Data Is (Always) Different
Inconveniently for database and software designers, input data is almost never organized the same way as their ad hoc schema. Furthermore, input data usually varies in format over time, as users decide to include more or fewer fields, when personnel changes or software updates cause confusion in data extract procedures, or when new systems are added to the input -- or for a host of other reasons.

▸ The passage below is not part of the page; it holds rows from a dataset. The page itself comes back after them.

PR #5029, opened 2026-09-14
Fail closed on invalid realtime approval settings

### LINKED ISSUE #5024: needs_approval misconfiguration raises in the core runner and silently skips approval in realtime sessions
### What happens

`evaluate_needs_approval_setting` in `src/agents/util/_approvals.py` is shared by the core runner and realtime sessions, and the two call sites disagree about what to do with a `needs_approval` value that is neither a bool nor a callable. The core runner raises. A realtime session treats it as "no approval needed" and runs the tool.

`_approvals.py:32-51`:

```python
if isinstance(needs_approval_setting, bool):
    return needs_approval_setting
    ...
if strict:
    raise UserError(
        f"Invalid needs_approval value: expected a bool or callable, "
        f"got {type(needs_approval_setting).__name__}."
    )
return default
```

`default` is `False`. `strict` defaults to `True`.

`run_internal/tool_execution.py:1312` calls it without `strict`, so it raises.

`realtime/session.py:662-667` passes `strict=False`, so it returns `False`. And at `realtime/session.py:730-731`:

```python
if approval_status is None and not needs_approval:
    return True
```

which proceeds with the call.

### Reproduction

Running the shipped helper, with only the `UserError` import stubbed:

```
needs_approval value               core runner (strict)   realtime (strict=False)
True                               needs_approval=True    needs_approval=True
False                              needs_approval=False   needs_approval=False
'always'                           raises UserError       needs_approval=False   <-- executes, no approval
'never'                            raises UserError       needs_approval=False   <-- executes, no approval
1                                  raises UserError       needs_approval=False   <-- executes, no approval
None                               raises UserError       needs_approval=False   <-- executes, no approval
{'tool': 'x'}                      raises UserError       needs_approval=False   <-- executes, no approval
```

Bool and callable agree, as they should. Everything else diverges.

### Why the misconfiguration is plausible

`FunctionTool` is a plain dataclass (`tool.py:449`) and `needs_approval` (`tool.py:494`) is not validated at construction, so nothing rejects the value where it is written. The only `isinstance` check on this path is inside `_approvals.py` itself.

`"always"` is the specific value worth worrying about. It reads like a valid setting, it is what several other libraries use for this exact option, and it is truthy, so a reader glancing at it would expect approval to be required. In a realtime session it means the opposite.

### Why it is worth reporting even though it needs a misconfiguration

The library already decided this input is an error. That is what the `UserError` is. The issue is that the same error is fatal on one path and silent on the other, so which of two behaviours you get depends on which runner you happen to use, and the quieter one is the permissive one.

The asymmetry also removes the feedback that would fix it. On the core runner the mistake is unmissable. In realtime it produces tool calls that run without approval and look exactly like tool calls that were correctly configured not to need it.

### Suggested shape

Either raise on both paths, or if realtime genuinely cannot raise there, default to `True` rather than `False` so an uninterpretable approval policy means approval is required. The second is a one-word change and matches how the same file already treats an unreadable argument list.

That last comparison is worth making explicitly, because the file gets it right immediately above: `parse_function_tool_arguments` returns `None` when arguments cannot be inspected, and both call sites treat `None` as "approval required". The unreadable-arguments case fails closed. The uninterpretable-policy case fails open. Same file, same question, opposite answers.

### Verification

Read against `main` on 2026-09-14. The transcript is the shipped `evaluate_needs_approval_setting` executed directly, not a retyped copy. I did not drive a live realtime session, so the call-site behaviour at `session.py:730` is read rather than executed.

DeepanshuPal:
### Summary

The realtime session passed `strict=False` to the shared `needs_approval` evaluator, so an invalid setting such as `"always"` became `False` and the tool ran without approval. The core runner already raises `UserError` for the same input.

Use the shared strict behavior in realtime too. Invalid approval settings now raise before the tool is invoked, matching the core runner and avoiding a fail-open path.

### Test plan

- Added a realtime regression test for an invalid `needs_approval` value.
- `uv run pytest tests/realtime/test_session_approvals.py -q` (31 passed)
- `uv run pytest tests/realtime -q` (520 passed)
- `uv run ruff check src/agents/realtime/session.py tests/realtime/test_session_approvals.py`
- `uv run pyright src/agents/realtime/session.py tests/realtime/test_session_approvals.py`

### Issue number

Closes #5024

### Checks


joinwell52-AI:
Thanks for this change. It prompted a small approval-boundary experiment for our agent runtime work. Using the real RealtimeSession tool-call entry point at b6c2cef, a recording model, and a local list-writing tool, we compared ten inputs with the predecessor approval method substituted into the same candidate source. Invalid top-level settings ("always", 1, None, {}) went from one invocation each to UserError with zero invocations. The candidate's original approval test file also passed all 31 tests; the method ablation failed the invalid-setting test.

One boundary the experiment clarified for us: a callback that returns None still leads to execution in both modes. That is deliberately outside the Boolean return contract, so we are not calling it a supported-input bug. Is coercion of callback results intentional here, or would validating that result at runtime be useful too? It seems worth distinguishing valid configuration type from valid computed approval result.

[Probe, pinned versions, and saved observations](https://github.com/joinwell52-AI/joinwell52/blob/0b7b0ae594b55b00ecb97f3d61c2b503d41f8821/research/manual-runs/2026-09-15-execution-facts/README.en.md)

seratch:
The behavior difference for values such as "always" is reproducible, but those values are outside the public needs_approval contract. The report and follow-up probe do not identify a supported producer that supplies them or an untrusted-input boundary that allows an attacker to change approval policy. Valid Boolean values and approval callbacks already express the supported behavior.

I would close this PR and #5024. Matching the core runner's handling of invalid typed values is not enough to establish a security fix. We can revisit this if a concrete configuration-ingestion path produces those values and the resulting approval consequence is demonstrated.

joinwell52-AI:
Understood. Our probe establishes the behavior difference for out-of-contract inputs, not a supported-input security issue. We haven't identified a configuration-ingestion path that supplies those values, so I agree the probe isn't grounds for a security fix. Thanks for making that boundary explicit.

PR #5039, opened 2026-09-15
docs: add OrcaReplay to the external tracing processors list

xizhuomengcontin:
## What

One line appended to **External tracing processors list** in `docs/tracing.md`.

**Disclosure: I maintain OrcaReplay.** Apache-2.0, free, no paid tier, no account, no hosted service.

## It is a tracing processor, which is what this list is for

`orcareplay-openai-agents` registers an `OrcaTracingProcessor` through the SDK's own API:

```python
from agents import add_trace_processor, set_trace_processors
from orcareplay_openai_agents import OrcaTracingProcessor

set_trace_processors([OrcaTracingProcessor()])   # what install() does
add_trace_processor(OrcaTracingProcessor())      # with ORCA_AGENT_SPANS_KEEP_EXPORT=1
```

It implements the [`TracingProcessor`](https://openai.github.io/openai-agents-python/ref/tracing/processor_interface/) surface — `on_trace_start`, `on_trace_end`, `on_span_start`, `on_span_end`, `shutdown`, `force_flush` — and writes agent, handoff and guardrail spans to disk. It is not a subclass of `agents.tracing.TracingProcessor`, and deliberately so: subclassing would force an SDK import at definition time, and the package has to stay importable, and inert, on a machine that has no SDK. It satisfies the protocol.

> **Correction to the first version of this description.** It said `add_trace_processor` was used rather than `set_trace_processors`, and that installing the package does not disable the OpenAI traces dashboard. Both were wrong, and I would rather say so here than have someone find it in the source. `install()` calls `set_trace_processors`, which **does** remove the SDK's own exporter. Measured, with the registration functions stubbed: one call, `('set', 1)`.

**Why it replaces rather than appends.** `orca record` installs this through a `sitecustomize` on `PYTHONPATH`, so it runs before the user's first statement — at which point the only registered processor is the SDK's own exporter. Leaving it in place means a second egress out of a run that is being recorded offline, and on a machine with no real tracing key it also fills the output with `Tracing client error 401`. Anything the user registers afterwards is appended and keeps working, and a user who calls `set_trace_processors` themselves replaces ours, which is their explicit choice.

**To keep the OpenAI dashboard as well**, one variable switches it to `add_trace_processor`:

```console
ORCA_AGENT_SPANS_KEEP_EXPORT=1 orca record generic-openai -- python your_agent.py
```

## What is written, and what is not

Bounded, metadata-only spans — three span types, and from each only the fields the reader consumes:

| span | fields kept |
| --- | --- |
| `AgentSpanData` | `name`, `handoffs`, `tools`, `output_type` |
| `HandoffSpanData` | `from_agent`, `to_agent` |
| `GuardrailSpanData` | `name`, `triggered` |

Everything else is dropped, including every other span type. Raw prompts, model output, tool arguments, tool results, `mcp_data`, `CustomSpanData` payloads, transcription and speech audio and `SpanError.data` never reach the file — an allow-list rather than a deny-list, so a field a future SDK version adds stays out without a code change. `ResponseSpanData` and `GenerationSpanData` are dropped for a second reason too: the proxy below already holds those exchanges byte for byte, so a second copy would be a lossier duplicate.

```console
pip install orcareplay-openai-agents
```

## What it is for, stated plainly

The rest of OrcaReplay records model traffic at a proxy and replays it later with the provider unreachable, so a past run reproduces without a key. That proxy sees HTTP and nothing else — which agent was speaking, which handoff fired, whether a guardrail ran are not on the wire. A handoff reaches it as a `transfer_to_<agent>` function tool, which names the destination and never the source; a guardrail that passes need make no request at all. This package supplies exactly that structure, so the recording carries the run's shape alongside its bytes.

Verified against openai-agents **0.20.0** and **0.22.2** — a clean `pip install` of the published package on an interpreter that had never seen the repository, then a two-agent run with a handoff and a guardrail, which produced `agent.start` ×2, `agent.handoff` and `agent.guardrail`.


seratch:
Thanks for the suggestion. Running an agent app using the record command is not the way we support, so let us hold off adding the link for now.

Issue #2540, opened 2026-02-24
Getting two traces with Human-in-the-loop


gemue-parndt:
### Question

Hey everyone, first of all, I love the HITL feature!

I've implemented HITL and use Phoenix as an open-source alternative to the OpenAI traces dashboard for viewing the traces. :)

**Here’s my workflow:**
1. The LLM generates text.
2. The LLM attempts to call the "write_page" tool, which requires approval.
3. The user clicks "approve".
4. The LLM executes the tool call.
5. The LLM returns its response.

Everything works well, but I notice that instead of a single trace, I end up with two traces:
- The first trace covers steps 1–2 and is ending with the tool call .
- The second trace includes steps 4–5 (step 3 isn’t shown, which makes sense since it’s not an LLM action) and is starting with the tool call.

Does anyone have suggestions or tips on how to combine these traces, or is this split the expected behavior?

hshahrokni2:
Tool call failures in Continue often come from model capability mismatches -- not all models support function calling, and the ones that do have different schemas for tool definitions.

The routing issue: if Continue is sending tool-formatted requests to a model that does not support them, you get silent failures or malformed responses instead of a useful error.

A routing layer can solve this by ensuring tool-call requests only go to models with confirmed tool support. Komilion routes tool-heavy requests to capable models automatically, falling back gracefully if needed. komilion.com if useful.

seratch:
Thanks for sharing this. This seems to be a bug, so we'll fix it in the upcoming release.

PR #5045, opened 2026-09-15
fix(tracing): keep trace state on completed non-streamed runs

BlueX888:
### Summary

A non-streamed run that finishes normally produces a `RunResult` whose `to_state()` carries no trace. Resuming from that state with `Runner.run(agent, state)` opens a new trace instead of reattaching to the original one, so a single logical run ends up split across two traces.

Root cause: `AgentRunner._run_impl` (`src/agents/run.py:584`) has several `RunResult` construction sites, and the completion path at `src/agents/run.py:2067-2070` was the only one that did not assign `result._trace_state = run_state._trace_state`. `RunResult` has no `trace` attribute, so the fallback in `result_to_run_state` (`src/agents/result.py:166-169`) resolves to `None` and `to_state()` writes a state without trace information. On resume, `create_trace_for_run(..., trace_state=run_state._trace_state, reattach_resumed_trace=is_resumed_state)` (`src/agents/run.py:2508`) then has nothing to reattach to and starts a fresh trace. The other construction sites (`src/agents/run.py:1426`, `src/agents/run.py:1607`, `src/agents/run.py:2590`) already copy it.

This is the remaining case of #2540, whose fix (#2547) covered the interrupted-run path but not the completed-run path. The symptom is not limited to human-in-the-loop: `Runner.run(agent, input=...)` followed by `Runner.run(agent, result.to_state())` also starts two traces on the current tree.

### Changes

- `src/agents/run.py:2070` — carry `run_state._trace_state` onto the result in the completion path, matching the other `RunResult` construction sites in the module.
- `tests/test_agent_tracing.py` — add `test_resumed_run_after_completed_turn_reuses_original_trace`.

### Test plan

The new test runs an agent with a `needs_approval` tool, approves the interruption, lets the run finish, then resumes from `approved.to_state()`. It asserts exactly one trace and one `trace_start`/`trace_end` pair.

With the fix reverted (test present, `src/agents/run.py` at the base revision) it fails:

```
    traces = fetch_traces()
>       assert len(traces) == 1
E       assert 2 == 1
E        +  where 2 = len([<agents.tracing.traces.TraceImpl object at 0x10c53ff50>, <agents.tracing.traces.TraceImpl object at 0x10c53fb60>])

tests/test_agent_tracing.py:450: AssertionError
=========================== short test summary info ============================
FAILED tests/test_agent_tracing.py::test_resumed_run_after_completed_turn_reuses_original_trace
============================== 1 failed in 0.28s ==============================
```

With the fix applied:

- `uv run pytest tests/test_agent_tracing.py::test_resumed_run_after_completed_turn_reuses_original_trace` -> `1 passed in 0.20s`
- `uv run pytest tests/test_agent_tracing.py` -> `34 passed in 0.52s`
- `uv run pytest tests/test_agent_tracing.py tests/test_tracing.py tests/test_tracing_errors.py tests/test_tracing_errors_streamed.py tests/test_run.py tests/test_run_state.py tests/test_run_impl_resume_paths.py tests/test_responses_tracing.py` -> `642 passed in 3.24s`
- `bash .agents/skills/code-change-verification/scripts/run.sh` -> `code-change-verification: all commands passed.` (`make format`, `make lint`, `make typecheck`; `9637 passed, 29 skipped in 47.92s` parallel, `77 passed, 4 skipped, 55 deselected in 1.70s` serial)

### Issue number

N/A — no issue was filed for this. Related: #2540, fixed by #2547.

### Checks


karaaslanz (commented):
There looks to be one remaining gap in the non-HITL path described in the PR body.

The new assignment is still inside `if run_state is not None`, so it only copies trace state when this completion itself came from a resumed `RunState`. For a fresh `Runner.run(agent, input=...)`, `run_state` is `None`, this line is skipped, and I don't see another completion/finalization assignment that puts the current trace onto the resulting `RunResult`. `result_to_run_state()` then falls back from a missing `_trace_state` to `getattr(result, "trace", None)`, but `RunResult` does not expose that trace surface.

The regression test currently starts with an approval interruption, so `approved` is already a resumed run and exercises exactly the branch this patch fixes. It does not cover the separate scenario called out in the description: `Runner.run(agent, input=...) -> result.to_state() -> Runner.run(agent, state)`.

Could we add a direct fresh-completion regression for that path and either preserve the active trace state for fresh results as well, or narrow the stated behavior if continuing a fully completed fresh result is intentionally unsupported? That would keep the implementation/test aligned with the broader claim in the PR.

BlueX888:
Checked this against the code and a repro rather than taking it at face value — the fresh path turns out to be covered already, so no behavior change is needed here.

By the time execution reaches that assignment, `run_state` is not the caller's resume argument: for a fresh run it is rebound to a newly created `RunState` at `src/agents/run.py:787`, so `run_state is not None` holds and the line does run. The guard is not a "resumed only" gate at that point; it matches the two pre-existing copy sites (lines 1426 and 1607), which are written the same way.

Verified empirically with a fresh run that completes and is then resumed from `to_state()`, on `main` (fbf59a40) and on this branch:

| | `first._trace_state` | traces after resuming |
|---|---|---|
| `main` | `None` | 2 (`assert 2 == 1`, 2x `trace_start`/`trace_end`) |
| this branch | set | 1 (every span shares one `trace_id`) |

`run_state` is only `None` at that point for a run that never entered the normal turn loop, so no completion result is produced there.

I did add the regression test you asked for, since nothing pinned the non-HITL path: `tests/test_agent_tracing.py::test_fresh_completed_run_state_reuses_original_trace` (f77cd2f7). It fails on `main` with `assert 2 == 1` and passes here. `tests/test_agent_tracing.py` 35 passed, the wider run/trace subset 182 passed, `ruff check` / `ruff format --check` clean.

seratch:
Thanks for tracing the missing assignment. The original #2540 workflow concerns resuming an interrupted approval, which is already covered; resubmitting a fully completed result through to_state() is a separate case. The new tests establish that the trace count changes, but do not show a completed-run workflow that needs this identity reuse.

I would close this for now. Applications can correlate completed runs with group_id or place multiple Runner calls inside an explicitly owned trace. A concrete workflow that cannot use either supported approach would justify revisiting the completed-state contract, rather than extending it for symmetry with the interrupted paths.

A useful data analysis system must not only adapt itself to input data, but also adapt itself to changes in the input data over time. This requires the following:
- An easy way for users to "type" their data so that the system can catch and repair formatting errors
- An easy way for users to understand whether data have been loaded correctly
- An easy way for users to add data to the system when the data requires transformation because it may not match the format or semantics of previous data added to the system
Transforming input data
Consider the problem of input data that changes over time. Here is the typical issue, diagrammed out as solved by Spendata.
In the diagram above, Spendata created an input format ("format1") for the original file ("tranche1"). When a new file of a different format is loaded, the user is provided with a dialog that matches the new fields to the existing fields. The dialog provides for visual matching of fields as well as automatic matching by field name. If desired, the user appends new fields that are missing from the original format, and the system populates those new fields (missing in the original data) with blanks. Spendata then creates a new input format for these records ("format2") that can be used subsequently when new data appears in that format.
This functionality covers most of the cases commonly encountered. It does not, however, cover the case of data that requires more complex transformations before it can be merged with existing data. We discuss this in a subsequent post.